[Saved entries]
PR #4082, opened 2021-03-26
Revert "Drop pointer on ActivityTaskScheduledEventAttributes.Domain (#4009)"

yycptt:
**What changed?**
This reverts commit 4cd869c49a3ea3d1abd405d53be9cd9f8ac8db22. as it's not compatible with 0.19 and previous releases.

Since logic in our previous releases assumes if this field is not nil then it's also not an empty string, the solution is:
- For internal types, added the pointer back for domain field, otherwise the history persisted will be viewed as a pointer to empty string by previous releases and cause issues.
- For thrift types, nothing changes, it always has the pointer. When converting to internal types, domain field will never be a pointer to empty string (technically it can, but there's no code path lead to it).
- For proto, nothing changes, it **DOES NOT** have the pointer. When converting to internal types, domain field **will be** a pointer to empty string. The logic for checking that field has been updated to check if the string is empty or not instead of if just a nil pointer. Since proto is will not be production ready soon, it's unlikely user are still using 0.19 server when it's ready.

**Why?**
Domain field in ActivityScheduledEvent is an optional field for scheduling activity in a different domain.

**How did you test it?**
Local canary.

**Potential risks**
N/A

### DIFF
--- a/common/types/shared.go
+++ b/common/types/shared.go
@@ -252,7 +252,7 @@ func (v *ActivityTaskFailedEventAttributes) GetIdentity() (o string) {
 type ActivityTaskScheduledEventAttributes struct {
 	ActivityID                    string        `json:"activityId,omitempty"`
 	ActivityType                  *ActivityType `json:"activityType,omitempty"`
-	Domain                        string        `json:"domain,omitempty"`
+	Domain                        *string       `json:"domain,omitempty"`
 	TaskList                      *TaskList     `json:"taskList,omitempty"`
 	Input                         []byte        `json:"input,omitempty"`
 	ScheduleToCloseTimeoutSeconds *int32        `json:"scheduleToCloseTimeoutSeconds,omitempty"`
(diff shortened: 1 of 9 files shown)


common/types/shared.go
```diff
@@ -252,7 +252,7 @@ func (v *ActivityTaskFailedEventAttributes) GetIdentity() (o string) {
 type ActivityTaskScheduledEventAttributes struct {
 	ActivityID                    string        `json:"activityId,omitempty"`
 	ActivityType                  *ActivityType `json:"activityType,omitempty"`
-	Domain                        string        `json:"domain,omitempty"`
+	Domain                        *string       `json:"domain,omitempty"`
```
mkolodezny, line 255: does the idl needs to be updated as well?

mkolodezny (approved):

common/types/shared.go
yycptt: thrift generated files always have pointer. We only dropped pointer for internal types I think.

vytautas-karpavicius (approved):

* [Problem to work on]:
Look over the data above and show each line that contains "nothing".

* [Task result]:
- For thrift types, nothing changes, it always has the pointer. When converting to internal types, domain field will never be a pointer to empty string (technically it can, but there's no code path lead to it).
- For proto, nothing changes, it **DOES NOT** have the pointer. When converting to internal types, domain field **will be** a pointer to empty string. The logic for checking that field has been updated to check if the string is empty or not instead of if just a nil pointer. Since proto is will not be production ready soon, it's unlikely user are still using 0.19 server when it's ready.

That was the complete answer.